→ **Problem**
For this exercise, repeat every line of the material exactly.

→ **Information provided**

Start of Block

PR #7573, opened 2026-09-22
object/nfs: check Mount error before using the target

### LINKED ISSUE #7572: object/nfs: nil pointer when NFSv3 mount fails
`newNFSStore` uses the result of `mount.Mount` before checking its error.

End of Block

→ **Solution to this task**
PR #7573, opened 2026-09-22
object/nfs: check Mount error before using the target

### LINKED ISSUE #7572: object/nfs: nil pointer when NFSv3 mount fails
`newNFSStore` uses the result of `mount.Mount` before checking its error.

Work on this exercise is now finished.